By the time that day arrived, she had already done her best to self-isolate for a solid week, as Dragoo’s team has requested. She and had also done the drive-up COVID-19 test Dragoo’s team had prescribed. It had come back negative.
The new building looked the same from the outside, but things had changed dramatically within. Just inside the sliding-glass doors, Tyler answered screening questions about her health and had her temperature taken. Everyone, herself included, wore a mask. The place was quieter: appointments were scheduled with longer gaps between them. Waiting room seats were spaced at six-foot intervals.
Other differences were less obvious. The intense infection control and cleaning familiar in operating rooms was now standard in clinic areas. Clinic rooms were sterilized between patients. Patient flow had been altered such that there was one-way traffic so they wouldn’t encounter one another. Clinic teams had been arranged into three pods that functioned independently, such that an infection among providers in one pod would not shut down the other two. The building’s ventilation system had been reconfigured such that air was pumped straight outside rather than recirculating.
Delayed ACL repair resumes safely
The changes extended to Tyler’s surgery. To eliminate the risk of spreading the coronavirus through aerosols and respiratory secretions that can fly forth during the setup of the intubation required for general anesthesia, Dragoo’s team opted for a combination of a spinal block and propofol. She would be out of it, but not totally out, when Dragoo began a surgery that came off without a hitch.
“Everything went great,” Tyler said. “I think everyone was really happy to be back at work, which I can completely understand. Everyone was so supportive.”
By her two-week postsurgical appointment on May 13, she had regained full range of motion and, thanks to improving strength, was on the cusp of abandoning her crutches. Tyler’s physical therapy appointments happened in the capacious first-floor training and rehabilitation area. There, appointments as well as treatment tables were now widely spaced, too, and with OR-class sterilization the norm between patients.

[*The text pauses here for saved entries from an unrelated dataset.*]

PR #361, opened 2016-06-06
Make sure to read CPUState on the correct thread on memory alloc/dealloc

fjricci:
Fixes thumb/arm mismatch if different threads are in different modes.


strager:
+2

I hate Linux threads.

sas:
@facebook-github-bot shipit

PR #362, opened 2016-06-07
Update Darwin gcc version to match homebrew

fjricci:


fjricci:
@kokarez I think this is required now, unless there's a way to specify an older version when you do a brew install

fjricci:
Committed one commit as 6a9e5bb

PR #364, opened 2016-06-07
Silence -Wunused-but-set-parameter on gcc 6+.

sas:


fjricci:
@facebook-github-bot shipit

PR #366, opened 2016-06-09
Clear thumb bit from Windows register context.

sas:
This confuses the debugger, and is not what the CPU's PC register
actually contains. Get rid of it so everything works in sync properly.


a20012251:
@facebook-github-bot shipit

PR #367, opened 2016-06-10
Fix breakpoints on ARM

a20012251:


Sources/Architecture/ARM/SoftwareBreakpointManager.cpp
```diff
@@ -109,7 +109,22 @@ void SoftwareBreakpointManager::enumerate(
 bool SoftwareBreakpointManager::hit(Target::Thread *thread) {
   ds2::Architecture::CPUState state;
   thread->readCPUState(state);
-  return super::hit(state.pc());
+  state.setPC(state.pc() - 2);
```
sas: I think this whole block should happen only `#if defined(OS_WIN32)`. Linux seems to handle the PC adjustment by itself.
If it's not too annoying, can you test that behavior yourself?

Sources/Architecture/ARM/SoftwareBreakpointManager.cpp
```diff
@@ -109,7 +109,22 @@ void SoftwareBreakpointManager::enumerate(
...
+    //
+    // Move the PC back to the instruction
+    //
+    if (thread->writeCPUState(state) != kSuccess) {
+      abort();
+    }
+
+    uint64_t ex = state.pc();
+    thread->readCPUState(state);
+    DS2ASSERT(ex == state.pc());
```
sas: I don't think we should call `readCPUState()` again just to check this. As @fjricci pointed out, this check/assertion is pretty useless.

Sources/BreakpointManager.cpp
```diff
@@ -162,11 +162,6 @@ bool BreakpointManager::hit(Address const &address) {
 
   it->second.type =
       static_cast<Type>(it->second.type & ~kTypeTemporaryUntilHit);
-  if (!it->second.type) {
```
sas: Removing this is good. Can you just add a small comment before line 163 to mention that the breakpoint will be `erase`'d when we call `BreakpointManager::disable()` if its `type` field goes to 0?

sas:
I think this PR is good overall. You are introducing a small bug for non-Windows ARM debugging, but it should be easy to fix before checking this in.

sas:
@facebook-github-bot shipit

Sources/Architecture/ARM/SoftwareBreakpointManager.cpp
```diff
@@ -109,7 +109,21 @@ void SoftwareBreakpointManager::enumerate(
...
   ds2::Architecture::CPUState state;
   thread->readCPUState(state);
+#if defined(OS_WIN32)
+  state.setPC(state.pc() - 2);
+  if (super::hit(state.pc())) {
+    //
+    // Move the PC back to the instruction
+    //
+    if (thread->writeCPUState(state) != kSuccess) {
+      abort();
```
fjricci: Is abort() better than DS2ASSERT?

PR #368, opened 2016-06-13
Enable lldb tests which are XFAIL with lldb-server but pass with ds2

fjricci:


sas:
@facebook-github-bot shipit

PR #369, opened 2016-06-13
Fix incorrect ARM CPUState register definition.

sas:
ip and sp were swapped. This worked fine on Linux because we didn't use
the named registers directly.


a20012251:
@facebook-github-bot shipit

PR #2516, opened 2023-01-24
when user creates a new workspace warn if workspace with this name already exists

alexbruy:
Needs fix on the server side: error response should have 409 code.


tomasMizera (approved):
Looking good, I vote for merging it and retesting with new server later

PR #2520, opened 2023-01-27
extract error message from the server reply containing automatic validation results

alexbruy:
For instance, displays meaningful error for the case when workspace name is too short.

### DIFF
--- a/core/merginapi.cpp
+++ b/core/merginapi.cpp
@@ -1351,14 +1351,27 @@ QString MerginApi::extractServerErrorMsg( const QByteArray &data )
   if ( doc.isObject() )
   {
     QJsonObject obj = doc.object();
-    QJsonValue vDetail = obj.value( "detail" );
-    if ( vDetail.isString() )
+    if ( obj.contains( QStringLiteral( "detail" ) ) )
     {
-      serverMsg = vDetail.toString();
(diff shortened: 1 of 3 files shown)


core/merginapi.cpp
```diff
@@ -1351,14 +1351,27 @@ QString MerginApi::extractServerErrorMsg( const QByteArray &data )
...
+      else if ( vDetail.isObject() )
+      {
+        serverMsg = QJsonDocument( vDetail.toObject() ).toJson();
+      }
     }
-    else if ( vDetail.isObject() )
+    else if ( obj.contains( QStringLiteral( "name" ) ) )
     {
-      serverMsg = QJsonDocument( vDetail.toObject() ).toJson();
+      QJsonArray errors = obj.value( "name" ).toArray();
```
tomasMizera, line 1368: What would happen if `name` is not an array?

tomasMizera:
Can we have an auto-test for this function? Like pass JSON doc to the func and check the result message?

core/merginapi.cpp
alexbruy: Do we have responces where `name` is not an array?

tomasMizera: I do not know what Flask is capable of :) Best to double-check

tomasMizera (approved):

PR #2522, opened 2023-01-27
Gps antenna height

### LINKED ISSUE #1710: GPS antenna height
For precise measurements with external GPS antenna, it is useful if users can set the height of the antenna above the ground, so that this height is subtracted from the measured elevation in order to get the correct elevation.

In case the antenna height is non-zero, it would be useful to show the height settings in the GUI when recording, so that users are aware of it, and in case they change the height for some reason, it's lower chance that they would forget to adjust it in the app.

There should be a new variable containing the antenna height configuration, in case users want to store that to an attribute.

### LINKED ISSUE #2261: Storing the number of satellites and PDOP value of measured points
I want to store the number of satellites as an attribute to the point, but it doesn’t work with **@position_used_satellites** like it works with for example **@position_timestamp.**
Am I using the wrong variable name? I guess it should be possible to store this property when its visible in the Mergin app?

The QField documentation tells that the number of satellites is only available when using NMEA receiver, but why is it then visible in the app when I use internal GNSS? 

**I would also like to get a PDOP value.**

mergin

### LINKED ISSUE #2524: Read other DOP values from NMEA source
We might need to change the QGIS NMEA parsing here.
Add these values then as variables to feature form.

List of values we are interested in (Feel free to add more):
- `vdop` 
- `pdop`

We can currently read HDOP and the number of (visible/used) satellites

alexbruy:
Adds new setting for GPS antenna height, which is applied to the Z coordinate for newly recorded geometries (fix #1710). Value is saved in the settings between application restarts.

Additionally:
- adds expression variable `@position_gps_antenna_height`
- adds `@position_satellites_visible`, `@position_satellites_used`, `@position_gps_fix` and `@position_hdop` variables (fix #2261)
- adds `@position_vdop` and `@position_pdop` position variables (fix #2524)
- current antenna height is displayed in the GPS information panel and in the accuracy button on the map
- vpod, hdop and pdop values are displayed in the GPS information panel

image

### DIFF
--- a/app/maptools/recordingmaptool.h
+++ b/app/maptools/recordingmaptool.h
@@ -194,9 +194,6 @@ class RecordingMapTool : public AbstractMapTool
     int recordingInterval() const;
     void setRecordingInterval( int newRecordingInterval );
 
-    double antennaHeight() const;
-    void setAntennaHeight( double newAntennaHeight );
-
     PositionKit *positionKit() const;
     void setPositionKit( PositionKit *newPositionKit );
 
@@ -252,7 +249,6 @@ class RecordingMapTool : public AbstractMapTool
     void recordedGeometryChanged( const QgsGeometry &recordedGeometry );
     void recordingIntervalChanged( int lineRecordingInterval );
     void recordingTypeChanged( const RecordingMapTool::RecordingType &recordingType );
-    void antennaHeightChanged( double antennaHeight );
 
     void existingVerticesChanged( const QgsGeometry &existingVertices );
     void midPointsChanged( const QgsGeometry &midPoints );
--- a/app/maptools/recordingmaptool.h
+++ b/app/maptools/recordingmaptool.h
@@ -84,6 +84,7 @@ class RecordingMapTool : public AbstractMapTool
     Q_PROPERTY( bool centeredToGPS READ centeredToGPS WRITE setCenteredToGPS NOTIFY centeredToGPSChanged )
     Q_PROPERTY( RecordingType recordingType READ recordingType WRITE setRecordingType NOTIFY recordingTypeChanged )
     Q_PROPERTY( int recordingInterval READ recordingInterval WRITE setRecordingInterval NOTIFY recordingIntervalChanged )
+    Q_PROPERTY( double antennaHeight READ antennaHeight WRITE setAntennaHeight NOTIFY antennaHeightChanged )
 
     Q_PROPERTY( QgsVectorLayer *activeLayer READ activeLayer WRITE setActiveLayer NOTIFY activeLayerChanged )
     Q_PROPERTY( PositionKit *positionKit READ positionKit WRITE setPositionKit NOTIFY positionKitChanged )
@@ -194,6 +195,9 @@ class RecordingMapTool : public AbstractMapTool
     int recordingInterval() const;
     void setRecordingInterval( int newRecordingInterval );
 
+    double antennaHeight() const;
+    void setAntennaHeight( double newAntennaHeight );
+
     PositionKit *positionKit() const;
     void setPositionKit( PositionKit *newPositionKit );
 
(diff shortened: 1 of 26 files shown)


app/maptools/recordingmaptool.h
```diff
@@ -194,6 +194,9 @@ class RecordingMapTool : public AbstractMapTool
     int recordingInterval() const;
     void setRecordingInterval( int newRecordingInterval );
 
+    double antennaHeight() const;
+    void setAntennaHeight( double newAntennaHeight );
+
```
tomasMizera, line 199: leftover code

app/maptools/recordingmaptool.h
```diff
@@ -249,6 +252,7 @@ class RecordingMapTool : public AbstractMapTool
     void recordedGeometryChanged( const QgsGeometry &recordedGeometry );
     void recordingIntervalChanged( int lineRecordingInterval );
     void recordingTypeChanged( const RecordingMapTool::RecordingType &recordingType );
+    void antennaHeightChanged( double antennaHeight );
```
tomasMizera, line 255: leftover code

app/qml/map/MapWrapper.qml
```diff
@@ -732,46 +733,67 @@ Item {
...
-            return qsTr( "Unknown accuracy" )
+            accuracyText = qsTr( "Unknown accuracy" )
+          }
+          else
+          {
+            accuracyText = __inputUtils.formatNumber( __positionKit.horizontalAccuracy, accuracyButton.accuracyPrecision ) + " m"
           }
-          return __inputUtils.formatNumber( __positionKit.horizontalAccuracy, accuracyButton.accuracyPrecision ) + " m"
+
+          return gpsText === "" ? accuracyText : gpsText + " / " + accuracyText
```
tomasMizera, line 796: Let's show the GPS antenna height only when this button is in a valid state ~ when accuracy is shown. Some of the error messages about connection to external GPS are wide and I am afraid it would not be visible. There is also no reason to show it if a user does not have a GPS connection.

app/qml/map/MapWrapper.qml
```diff
@@ -771,7 +779,17 @@ Item {
           {
             return qsTr( "Unknown accuracy" )
           }
-          return __inputUtils.formatNumber( __positionKit.horizontalAccuracy, accuracyButton.accuracyPrecision ) + " m"
+
+          let accuracyText = __inputUtils.formatNumber( __positionKit.horizontalAccuracy, accuracyButton.accuracyPrecision ) + " m"
+          if ( __appSettings.gpsAntennaHeight > 0 )
+          {
+            let gpsText = __inputUtils.formatNumber( __appSettings.gpsAntennaHeight, 3 ) + " m"
```
tomasMizera, line 786:
```suggestion
            let gpsText = Number( __appSettings.gpsAntennaHeight.toFixed( 3 ) ) + " m"
```

This will help you remove the trailing zeros image

PatrikMizera:
tested it: 
@position_gps_fix and @position_hdop were not showing 
@position_satellites_visible, @position_satellites_used shown correctly
@position_gps_antenna_height was showing me 0 and was unable to connect other gps device (other phone)

app/qml/SettingsPanel.qml
```diff
@@ -234,6 +236,33 @@ Item {
             }
           }
 
+          PanelItem {
+            height: root.rowHeight
+            width: parent.width
+            text: qsTr("GPS antenna height")
+
```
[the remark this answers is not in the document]
alexbruy: Added, but widget used here does not wrap long text for unknown reason.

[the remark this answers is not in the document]
alexbruy: Tried to add text with max lines and width set, but still no luck. Above the screenshot of what I get

tomasMizera (approved):
Let's continue with testing now, the code is looking good 👏

waiotahi:
Nice work guys - especially providing DOP values.
As you're probably aware, the higher the DOP value the less accurate the position
https://en.wikipedia.org/wiki/Dilution_of_precision_(navigation)
Some other apps allow you to set a DOP value so as to automatically reject (or at least notify the operator) coordinates with a poor DOP value - typically less that 5 or 6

Patients are streaming back, Dragoo says: UCHealth Inverness is doing 25 to 30 procedures a week – more than usual as backlogged patients join new ones. He and colleagues are confident that their many coronavirus-safety measures will continue to let them help patients with surgeries that, while “elective,” they very much need to be done.
Come winter, Tyler intends to be back on the slopes. Her first stop may be Schoolmarm. This time, it’ll really just be a warmup.